Neefer Sews, Crochets, Crafts, Swims, and Blathers about Kids

Acorns to Oaktrees

June 7th, 2007 at 8:38 am

Separating myself from my husband

I got really good feedback in group last Tuesday. We went over foodlogs, and I had issues on Monday.

5:30 am
The usual oatmeal

9:30 am
2 string cheese
1 apple

1 pm
veggies
PB&J on whole wheat bread

4 pm
apple & yogurt

And now the problem.

I get home from work with the kids around 6 pm. DH is supposed to be making dinner, so that we can eat at 6:30. He is cleaning the yard. The yard looks fabulous, but I have an eating disorder. I help him with the yard. Then he fusses over something else and decides to take a shower. I start the steamed veggies. The kids start to pummel each other, and I figure it’s because they are hungry. While DH puts steaks on the grill and runs out for an errand, I make corn on the cob from frozen leftovers for the kids. The corn and veggies are ready before DH gets back, so we sit down to eat them. I just eat the veggies: broc & carrots. Did I mention that I am ravenous? I eat 4 cups of veggies, but I’m still hungry.

DH gets home with onion rings and french fries. 2 orders of onion rings. I get one order. The steaks aren’t ready. My plan had been to eat veggies and steak. Best laid plans, what?

I start in on the onion rings. I eat too much. I beat myself up in my head because I ate the onion rings.

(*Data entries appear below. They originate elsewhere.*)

PR #854, opened 2017-09-01
jenkins-job-builder: install a newer jenkins-job-builder

idryomov:
kernel-trigger job needs to specify do-not-fetch-tags, otherwise
cloning fails, "No changes" is reported up and nothing gets triggered
(see commit b34f8faa08d4 ("kernel: do not fetch git tags") for more
details).  do-not-fetch-tags was added to jenkins-job-builder in commit
badab0264717 ("Add `do-not-fetch-tags` to CloneOption for Git"), which
isn't in any tag.  The version we get from pypi, 2.0.0.0b2, simply
ignores it, leaving us with no kernel builds.

Let's install from github until a new version is pushed to pypi.

### DIFF
--- a/ceph-build-pull-requests/build/build
+++ b/ceph-build-pull-requests/build/build
@@ -3,7 +3,8 @@
 set -e
 
 # the following two methods exist in scripts/build_utils.sh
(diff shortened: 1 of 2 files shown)


idryomov:
Superseded by https://github.com/ceph/ceph-build/pull/858.

PR #858, opened 2017-09-01
kernel: use raw xml for configuring scm module

idryomov:
kernel-trigger job needs to specify do-not-fetch-tags, otherwise
cloning fails, "No changes" is reported and nothing gets triggered (see
commit b34f8fa ("kernel: do not fetch git tags") for more details).
do-not-fetch-tags was added to jenkins-job-builder in commit
badab0264717 ("Add do-not-fetch-tags to CloneOption for Git"), which
isn't in any tag.  The version we get from pypi, 2.0.0.0b2, simply
ignores it, leaving us with no kernel builds.

Use raw xml generated with jenkins-job-builder's master to get
<noTags>true</noTags> up there after all.

### DIFF
--- a/kernel-trigger/config/definitions/kernel-trigger.yml
+++ b/kernel-trigger/config/definitions/kernel-trigger.yml
@@ -20,16 +20,49 @@
       - github
 
     scm:
-      - git:
-          url: https://github.com/ceph/ceph-client.git
-          branches:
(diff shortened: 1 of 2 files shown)


ktdreyer:
:heart: this clear commit log, thanks @idryomov

PR #863, opened 2017-09-12
ceph-ansible-prs: only run lvm_osd tests on ceph@master

andrewschoen:
These lvm_osd tests won't pass until 12.2.1 is released, but if we have
them use ceph@master then they should pass. After 12.2.1 is out we can
move these back to be a 'luminous' test.


ktdreyer:
What was the Ceph PR (for v12.2.1) that resolved this?

alfredodeza:
There are two PRs that I think triggered this:

https://github.com/ceph/ceph/pull/17408
https://github.com/ceph/ceph/pull/17653

Both have links back to the PRs for master and their respective bugzilla tickets.

In short: when using non-lv devices (e.g. plain partitions) for journals, after a reboot the system may not bring up OSDs correctly

PR #871, opened 2017-09-26
ceph-ansible-prs: allow for tests to be auto started or only triggered

andrewschoen:
This creates two different projects, one which lists scenarios that will
auto start on every PR and another which lists scenarios that will only
start if a comment is made on the PR with its trigger phrase.


andrewschoen:
@leseb yes, I believe that would still work.

PR #872, opened 2017-09-26
ceph-ansible-prs: setting only-trigger-phrase with a var did not work

andrewschoen:
I tried setting the value of only-trigger-phrase as a variable on the
project so we didn't have to duplicate the job template but that didn't
seem to work. Duplicating the job template does allow us to create jobs
that do not auto start when PRs are created.

### DIFF
--- a/ceph-ansible-prs/config/definitions/ceph-ansible-prs.yml
+++ b/ceph-ansible-prs/config/definitions/ceph-ansible-prs.yml
@@ -8,10 +8,8 @@
     scenario:
       - centos7_cluster
       - xenial_cluster
-    only_trigger_phrase:
-      - false
     jobs:
-        - 'ceph-ansible-prs-{release}-{ansible_version}-{scenario}'
+        - 'ceph-ansible-prs-auto'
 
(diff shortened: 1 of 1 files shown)


andrewschoen:
@leseb it seems the change in https://github.com/ceph/ceph-build/pull/871 didn't quite get what I wanted. The var I used for ``only-trigger-phrase`` wasn't used and all jobs still started automatically. This does fix that, but it seems like commenting on a PR with 'jenkins test this please' only triggers jobs that have already started for that PR, meaning we couldn't use that phrase to trigger everything. You can see here that this did not trigger all jobs: https://github.com/ceph/ceph-build/pull/871

leseb:
Well, personally I think the 'jenkins test this please', still remains useful to do the "final validation" of a PR.

andrewschoen:
@leseb this is updated now so that you can either comment with ``jenkins test $scenario_name`` to run an individual scenario or ``jenkins test all`` to run all the scenarios.

leseb:
@andrewschoen thanks!

PR #877, opened 2017-09-29
ceph-ansible-nightly: test all luminous scenarios

andrewschoen:

### DIFF
--- a/ceph-ansible-nightly/config/definitions/ceph-ansible-nightly.yml
+++ b/ceph-ansible-nightly/config/definitions/ceph-ansible-nightly.yml
@@ -22,6 +22,46 @@
     jobs:
         - 'ceph-ansible-nightly-{release}-{ansible_version}-{scenario}'
 
+- project:
+    name: ceph-ansible-nightly-luminous
+    release:
+      - luminous
+    ansible_version:
+      - ansible2.3
+    scenario:
+      - centos7_cluster
+      - xenial_cluster
+      - docker_cluster
+      - update_cluster
+      - lvm_osds
+      - purge_lvm_osds
+      - journal_collocation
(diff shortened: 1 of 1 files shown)


leseb:
I like the nightly approach for testing all the scenarios. Unfortunately, I don't think we've reached the desired stability of the CI to get reliable results from that run.
"JavaErrors" and "vagrant sync" haven't been fixed yet, so they will create false issues on these nightly. Once we get ride of these errors I think we can consider the CI as reliable on each run and then we can move ahead with this.

Thoughts?

andrewschoen:
I think there is still value in running them and I haven't been seeing those errors you mentioned quite as much anymore. In looking over some of the nightly tests we have for jewel all the failures I looked at were valid. For example ``jewel-ansible2.3-centos7_cluster`` has been failing since Sept. 15th and all the ones I checked were not CI related: https://2.jenkins.ceph.com/view/ceph-ansible/job/ceph-ansible-nightly-jewel-ansible2.3-centos7_cluster/

I also worry that now that we're only starting a few tests automatically for each PR that some of these scenarios will not get run very often. These nightly tests are an easy way for us to keep that test coverage on master without burdening the CI on each pull request.

These jobs are set up so that they can be run ad-hoc against any ceph-ansible branch or tag, which is a really nice feature to have as well.

leseb:
Well, I see the JavaError on daily basis. I guess the problem is that there are very few people looking at the nightly (I don't, I probably should) and also sending patches to fix the bugs.
We can merge this and see if we get any valid errors.

Regarding "only starting a few tests automatically for each PR", the goal is prior to merging the PR is to run 'jenkins test all'. This won't happen every time though.

PR #884, opened 2017-10-10
Support CentOS static libvirt slaves & update playbook

djgalloway:
Playbook tested on Zesty and CentOS slave.

Only thing untested is the change to build_utils.sh but looks pretty standard.


ktdreyer:
thanks for catching the python-jenkins upstream thing here!

PR #890, opened 2017-10-19
ansible: slave playbook overhaul (update and format)

djgalloway:


djgalloway:
`become: true` doesn't work in ansible v1.9.1 which is what prado ships.  Researching alternative methods.

djgalloway:
Relies on https://github.com/ceph/prado/pull/18

PR #1319, opened 2019-06-17
 ceph-dev-new-setup: missing pieces in PR#1315

tchaikov:
these commits were dropped by accident while doing rebase


xiexingguo:
@tchaikov Ah, thank you for the quick fix!

PR #1321, opened 2019-06-19
experimental job for the container-building

dmick:

### DIFF
--- a/dmick-container-build/build/build
+++ b/dmick-container-build/build/build
@@ -1,0 +1,6 @@
+#!/bin/bash
+set -e
+
+
+cd "$WORKSPACE"/ceph-container/ || exit
+bash -x contrib/build-push-ceph-container-imgs.sh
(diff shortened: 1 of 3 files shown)


leseb:
Can we also hook it up on the job that builds packages so that once we have the package we can build the container associated?

djgalloway:
@dmick we don't need to merge this to get the job into Jenkins.  We can push this manually using jjb from a workstation and tweak from there.  Let's work on this together this week.

@leseb How long does it usually take to build a container?  I'm wondering if we should do this concurrently instead of consecutively.  The downside of concurrent is we'll be waiting on system resources (slaves).  The downside of consecutive is I know devs are already waiting 2+ hours for branches they push to get built.  If we build containers *after* packages, they'll be waiting even longer.

leseb:
@djgalloway the problem is that in order to build the container you need the repo and the packages... So the container build must happen after repo/packages are available.

djgalloway:
Oh.  Duh.  :stuck_out_tongue_closed_eyes:

dmick:
Yes can definitely hook up.  This is very early experimenting with steps

PR #1328, opened 2019-06-28
scripts/build_utils.sh: only use GCC-9 for building crimson

tchaikov:
using GCC-9 for building mimic and other stable releases has following
consequences:

* it brings runtime dependencies of libstdc++ runtime shipped along with
  GCC-9
* GCC-9 is more picky, so some 3rd party libraries fail to build due to
  -Werror.

let's continue using GCC-8 on bionic when building non-crimson flavors


yuriw:
@tchaikov @badone we are green again, good job, guys!

PR #1329, opened 2019-07-02
Add ceph container nightly devel build job

dsavineau:
The ceph container images are only built on github event and also based
on stable ceph content.
We can also have nightly builds with ceph developement content from
shaman/chacra.

See https://github.com/ceph/ceph-container/pull/1411

### DIFF
--- a/ceph-container-build-push-imgs-devel-nightly/config/definitions/ceph-container-build-push-imgs-devel-nightly.yml
+++ b/ceph-container-build-push-imgs-devel-nightly/config/definitions/ceph-container-build-push-imgs-devel-nightly.yml
@@ -1,0 +1,49 @@
+- job:
+    name: ceph-container-build-push-imgs-devel-nightly
+    node: huge && trusty && x86_64
+    project-type: freestyle
+    defaults: global
+    display-name: 'ceph-container: Nightly build and push devel container images to Docker Hub'
+    quiet-period: 5
+    block-downstream: false
+    block-upstream: false
+    retry-count: 3
+    properties:
+      - build-discarder:
+          days-to-keep: -1
+          num-to-keep: -1
+          artifact-days-to-keep: -1
+          artifact-num-to-keep: -1
+      - github:
+          url: https://github.com/ceph/ceph-container
+
+    triggers:
+      - timed: '@daily'
+
+    scm:
+      - git:
+          url: https://github.com/ceph/ceph-container.git
+          branches:
+            - master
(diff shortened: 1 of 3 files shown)


ceph-container-build-push-imgs-devel-nightly/config/definitions/ceph-container-build-push-imgs-devel-nightly.yml
```diff
@@ -0,0 +1,46 @@
...
+            - ../../../scripts/build_utils.sh
+            - ../../build/build
+
+    wrappers:
+      - inject-passwords:
+          global: true
+          mask-password-params: true
+      - credentials-binding:
+          - username-password-separated:
+              credential-id: docker-hub-leseb
```
ktdreyer: Can we stop the proliferation of Sebastien's personal account?

dsavineau: In fact, since the jenkins reset, it's my account used behind the `docker-hub-leseb` id to avoid changing all jobs.
If you prefer to rename every `docker-hub-leseb` occurence by mine, I'm ok with it.
Or maybe you have a better solution for that ?

dsavineau:
> When you say the ceph containers are built on GitHub events, what does this mean? I'm asking in the context of [ceph/ceph-container#1405](https://github.com/ceph/ceph-container/issues/1405) . In general I want to be [event-driven](https://blog.ktdreyer.com/2019/01/nightly-builds-are-too-fast-and-too-slow.html) instead of clock-driven.

Well that's a little bit tricky.
Currently we only rebuild upstream containers when a PR is merged. So if nothing is merged during 1 month, we don't have any updates (ceph or security) for container images.
One of the CSI team needs was to be able to have more updated container images and based on unreleased content (not stable). That's why we need a daily trigger instead of github event.

ceph-container-build-push-imgs-devel-nightly/config/definitions/ceph-container-build-push-imgs-devel-nightly.yml
ktdreyer: Can we have a bot account for Docker Hub?

ktdreyer:
> Currently we only rebuild upstream containers when a PR is merged.
I see, and specifically you mean *when a ceph-container PR is merged*, not when a general PR of ceph itself is merged.

PR #1330, opened 2019-07-04
ceph-*build/build/setup_rpm: downgrade to gcc-c++-8.2.1

tchaikov:
Fixes: http://tracker.ceph.com/issues/40646

### DIFF
--- a/scripts/build_utils.sh
+++ b/scripts/build_utils.sh
@@ -953,3 +953,12 @@ get_nr_build_jobs() {
     fi
     echo $n_build_jobs
 }
+
+maybe_downgrade_gcc() {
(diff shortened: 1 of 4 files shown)


scripts/build_utils.sh
```diff
@@ -953,3 +953,11 @@ get_nr_build_jobs() {
     fi
     echo $n_build_jobs
 }
+
+maybe_downgrade_gcc() {
```
ktdreyer: Would you mind adding a comment to https://bugzilla.redhat.com/show_bug.cgi?id=1726630? Without seeing the Git history here, it's quite hard to understand why we would ever do this.

tchaikov: sure. updated and repushed.

PR #1334, opened 2019-07-10
ceph-dev,ceph-dev-trigger: add "crimson" flavor to master, octopus branch builds

tchaikov:


ceph-dev-setup/build/build
```diff
@@ -1,4 +1,6 @@
 #!/bin/bash -ex
+# -*- mode:sh; tab-width:4; sh-basic-offset:4; indent-tabs-mode:nil -*-
+# vim: softtabstop=4 shiftwidth=4 expandtab
```
alfredodeza: I love Vim, but do we really need to introduce editor-specific configuration in files? This can all be configured locally. Not everyone uses Vim either

tchaikov: i agree that not everyone uses VIM. and the previous line is for Emacs users =)

and yeah, i will remove them. the reason i added the editor variables was that i want to avoid mix of tab and spaces in future -- like what we have in `vstart.sh` now.

tchaikov: @alfredodeza updated and repushed

ceph-dev-setup/build/build
```diff
@@ -35,8 +35,9 @@ rm -rf release
 # because autogen+configure will check for dependencies, we are forced to install them
 # and ensure they are present in the current host
 if [ -x install-deps.sh ]; then
-  echo "Ensuring dependencies are installed"
-  ./install-deps.sh
+    echo "Ensuring dependencies are installed"
+    [ "${FLAVOR}" == "crimson" ] && WITH_SEASTAR=1
+    WITH_SEASTAR=$WITH_SEASTAR ./install-deps.sh
```
alfredodeza: is it fine if `$WITH_SEASTAR` is undefined?

ceph-dev-trigger/config/definitions/ceph-dev-trigger.yml
```diff
@@ -80,6 +80,34 @@
...
+                    FORCE=True
+                    DISTROS=bionic xenial centos7
+                - project: 'ceph-dev'
+                  predefined-parameters: |
+                    BRANCH=${GIT_BRANCH}
+                    FORCE=True
+                    DISTROS=centos7
+                    FLAVOR=notcmalloc
+                - project: 'ceph-dev'
+                  predefined-parameters: |
```
alfredodeza: this is building crimson always in addition to the other 4 builds right? (for a total of 5)

ceph-dev-setup/build/build
tchaikov: it's fine.

in `install-deps.sh`, we have:
```sh
[ $WITH_SEASTAR ] && with_seastar=true || with_seastar=false
```

ceph-dev-trigger/config/definitions/ceph-dev-trigger.yml
tchaikov: yeah, see https://shaman.ceph.com/builds/ceph/wip-kefu-testing-2019-07-12-1253/59756e32c61c433f7d62ae4dd1c40085f7c8f630/

djgalloway:
@tchaikov As of today, do we have crimson builds for all the correct jobs and distros?  Can this PR be closed?

tchaikov:
@djgalloway we still don't have teuthology-based test for crimson. and i expect that in future, we will need to build crimson flavor on master in addition to the `wip-*` branches. but before that, there is no need to have it. so i am closing this PR.

actually, i didn't expect that we build crimson on **both** ubuntu focal and centos 8. as we will likely deploy crimson solely using cephadm for teuthology-based test, so centos 8 would suffice by then.

before we have teuthology-based tests for crimson, i think there is no need to build crimson on multiple distros if our purpose is not to make sure crimson does build on these two distros.

the reason i enabled ubuntu build for crimson was to ensure that crimson builds with the PRs under test.

@ideepika what do you think?

ideepika:
@tchaikov  I assumed earlier we were using it for crimson perf testing, since that is not the case... sounds good, could save us some resources. :+1:

PR #1343, opened 2019-07-12
ceph-volume: allow passing GITHUB_TOKEN as a password to manually set github status

alfredodeza:
Before, we stored the GITHUB_TOKEN in Jenkins which was super duper bad, now we only pass it in when we need it, and it remains obscured in logs and parameters. 

This is useful when requesting the tests manually, so Jenkins has a way to set the status without being triggered from Github.

### DIFF
--- a/ceph-volume-ansible-prs/config/definitions/ceph-volume-pr.yml
+++ b/ceph-volume-ansible-prs/config/definitions/ceph-volume-pr.yml
@@ -102,6 +102,9 @@
       - string:
           name: GITHUB_SHA
           description: "The tip (last commit) in the PR, a sha1 like 7d787849556788961155534039886aedfcdb2a88 (if set, will report status to Github)"
+      - password:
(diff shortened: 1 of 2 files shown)


ktdreyer:
Are there any docs about this?

alfredodeza:
The ceph-volume jobs use https://github.com/alfredodeza/github-status which in turn contacts Github to set the status. That tool is documented although not thoroughly, it explains the environment variables needed to contact Github to set a desired status. 

The ceph-volume jobs use this function https://github.com/ceph/ceph-build/blob/master/scripts/build_utils.sh#L809 to ensure proper vars are up and then it calls the tool:

```
GITHUB_STATUS_STATE="success" $VENV/github-status create
```

Are you looking forward to more documentation on usage in a Job in the ceph-build repository? Or more documentation in the github-status tool? (maybe both?)

PR #1346, opened 2019-07-23
nfs-ganesha: Disable LizardFS FSAL

dsavineau:
LizardFS FSAL has been added in [1] and it's enabled by default. This
is currently failing in the CI.

CMake Error at CMakeLists.txt:595 (message):
  STRICT_PACKAGE: Cannot find LizardFS client lib.  Disabling lizardfs fsal

This patch configures the USE_FSAL_LIZARDFS option to OFF.

[1] https://github.com/nfs-ganesha/nfs-ganesha/commit/884ec97

### DIFF
--- a/nfs-ganesha/build/build_rpm
+++ b/nfs-ganesha/build/build_rpm
@@ -94,7 +94,7 @@ mkdir build
 cd build
 
 # generate .spec file, edit .spec file for correct versions of libs and make source tarball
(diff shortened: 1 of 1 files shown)


guits:
@dang @jtlayton do you mind ? :slightly_smiling_face:

jtlayton:
Would be nice if the nfs-ganesha cmake could just auto-disable it when the library isn't present, but this is a suitable workaround for now.

guits:
allowing myself to merge since it was approved (+ we are facing some issues because of this)

PR #1355, opened 2019-08-01
ceph-dev-build: fix deb and rpm validate

kshtsk:
validate_deb - not redhat does not mean it is deb distro,
there can be other packaging systems
validate_rpm - we do not want to proceed for zypper based,
we only want to proceed for redhat like repo

### DIFF
--- a/ceph-dev-build/build/validate_deb
+++ b/ceph-dev-build/build/validate_deb
@@ -2,6 +2,12 @@
 set -ex
 
 # Only do actual work when we are a DEB distro
-if test -f /etc/redhat-release ; then
-    exit 0
-fi
+( source /etc/os-release
+  case $ID in
+    debian|ubuntu)
+      exit 0
+      ;;
+    *)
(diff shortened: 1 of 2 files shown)


alfredodeza:
The only packages we build are for CentOS and Ubuntu, we don't build for zypper, devuan, virtuozzo or anything like that.

kshtsk:
> The only packages we build are for CentOS and Ubuntu, we don't build for zypper, devuan, virtuozzo or anything like that.

@alfredodeza This is what I'm working on, this patch is required for adding openSUSE.

kshtsk:
@alfredodeza do you suggest to remove devuan and virtuozzo from the case in validate scripts?

alfredodeza:
@kshtsk these scripts are for releasing ceph and creating development builds that are hosted in our systems and we don't have any way (or plan) to support openSUSE or any of the other distros this PR is adding.

PR #1365, opened 2019-08-14
osc build scripts

kshtsk:


kshtsk:
should be merged after #1361

PR #1367, opened 2019-08-18
ceph*build/build/build_deb: upload *.ddeb packages

tchaikov:
ubuntu names `*dbgsym*` packages .ddeb in hope to put them into a
separated repo. while debian just use the plain .deb extension for them.
so, to include the dbgsym packages created by ubuntu, we need to upload
the .ddeb packages as well.

### DIFF
--- a/ceph-build/build/build_deb
+++ b/ceph-build/build/build_deb
@@ -95,7 +95,7 @@ echo lintian --allow-root $releasedir/$cephver/*$bpvers*.deb
 
 if [ "$THROWAWAY" = false ] ; then
     # push binaries to chacra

And, get this: my onion rings were not cooked enough, but I’m so hungry that I eat them anyway. Then I notice that DH’s onion rings are well done, crispy. (No, he didn’t do that on purpose. I’m sure he didn’t look in the boxes before he gave me one. That would have required way too much effort on his part.) So what do I do? I disgusted with myself for eating the onion rings (disordered thinking). I am so obsessed with food at this point that I have no idea what my kids were talking about during dinner. I think I’ve eaten my steak, but I don’t remember the order that I ate things. I mean, I know I ate a healthy portion of steak, not too much, not too little, but did I eat it before or after I take that crispy onion ring from DH’s box? I can’t remember. The thoughts are whirling in my head. How many calories; how many fat grams; I’m never going to lose weight; I’m killing my heart; I’m going to die from complications to diabetes; I really, really, really wanted that onion ring when I was hungry; I tried to do the virtuous thing and wait for DH, but I’m too weak; I gave in; I’m stupid; I’m a failure; etc etc etc.

Lovely, what?

So afterwards, I came up with a new plan. Next time this happens, I will have whole wheat toast with butter while the kids eat their corn. We always have wwbread and butter. I like it, too. But there would be consequences for me.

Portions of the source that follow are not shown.